The inquiry by the Public Accounts Committee will see MPs examine whether local government officials have the commercial skills required for such transactions, after it was revealed that councils had been on a £6.6 billion spending spree in the last three years.
A report by the National Audit Office (NAO) on ‘Local authority commercial investment’, published in February, found there had been a huge increase in authorities buying up retail, leisure and office premises between 2016 and 2019. The total spend between 2013 and 2016 was just £460 million.
The NAO report assessed whether the Ministry for Housing, Communities and Local Government has effective oversight of the risks to the financial sustainability of local authorities due to their investments in commercial property.

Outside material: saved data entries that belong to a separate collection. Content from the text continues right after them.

PR #32, opened 2024-10-05
Use `Display` to set render stage names

tirr-c:
Use `Display::fmt` instead of separate `name` method, like [`std::error::Error`][error] does. (`.to_string()` can be used if `String` is needed.)

[error]: https://doc.rust-lang.org/stable/std/error/trait.Error.html

### DIFF
--- a/jxl/src/render/simple_pipeline.rs
+++ b/jxl/src/render/simple_pipeline.rs
@@ -77,10 +77,9 @@ impl RenderPipelineBuilder for SimpleRenderPipelineBuilder {
     fn add_stage<Stage: RenderPipelineStage>(mut self, stage: Stage) -> Result<Self> {
         let current_info = self.pipeline.channel_info.last().unwrap().clone();
         info!(
-            "adding stage '{}'. last stage channel info: {:?} can_shift {}",
-            stage.name(),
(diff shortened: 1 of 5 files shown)


jxl/src/render/simple_pipeline.rs
```diff
@@ -652,11 +643,9 @@ trait RunStage: Any {
     fn as_any(self: Box<Self>) -> Box<dyn Any>;
     fn input_type(&self) -> DataTypeTag;
     fn output_type(&self) -> DataTypeTag;
-    #[allow(unused)]
-    fn name(&self) -> String;
 }
 
-impl<T: RenderPipelineStage> RunStage for T {
+impl<T: RenderPipelineStage + std::fmt::Display> RunStage for T {
```
veluca93, line 648: This should be redundant, right?

veluca93 (approved):
Good idea, I wasn't sure about using display when I decided to add name() but it does look quite a bit nicer this way

jxl/src/render/simple_pipeline.rs
tirr-c: Ah, nice catch!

The report found there had been a significant increase in out-of-area commercial property acquisition, some authorities were borrowing large sums to make the purchases, and that commercial property acquisition was concentrated in a relatively small proportion of authorities.
Steve Charmley, cabinet members for assets, economic growth and regeneration at Shropshire Council, said: “Shropshire Council acquired the three shopping centres – Darwin, Pride Hill and Riverside – in January 2018 with the primary purpose to support the economic growth and regeneration of Shrewsbury town centre.
“We were fully aware of the likely downturn in the fortunes of the high street, and it’s for exactly that reason that the purchase was made – so that we could manage and mitigate the expected downturn, while enabling fresh development in the town.”
The council will soon reveal its plans for the demolition of the Riverside Centre, and is assessing options for the refurbishment and reconfiguration of the Pride Hill centre.
Meanwhile a £2 million revamp of the Darwin Centre has been put on hold as a result of the Covid-19 pandemic, but it is hoped work will be able to resume soon.
Councillor Charmley added: “It’s important to make clear that the prime concern of the Public Accounts Committee is about ‘out of area’ investment and that Shropshire has no investment property outside of the county.
“The investments we are making are rooted in strategies to transform, strengthen and improve our towns and local economy.”
The NAO concluded that local auditors had raised concerns about the governance and risk management arrangements for investment activity in some authorities.
On May 11, the Public Accounts Committee will question officials from the Ministry of Housing, Communities and Local Government on gaps in commercial skills in local government, and the extent to which the department formally monitors commercial activity.
The inquiry comes as fears grow over the potential loss of income from such investments as a result of the coronavirus pandemic.
Shropshire Council has not revealed the extent of its income loss from the shopping centres since the outbreak escalated.
A council spokesman said earlier this month: “We are all dealing with extremely challenging circumstances, and rent and service charge payments are a growing concern for a number of our tenants, though we’re not in a position to discuss any specific circumstances.”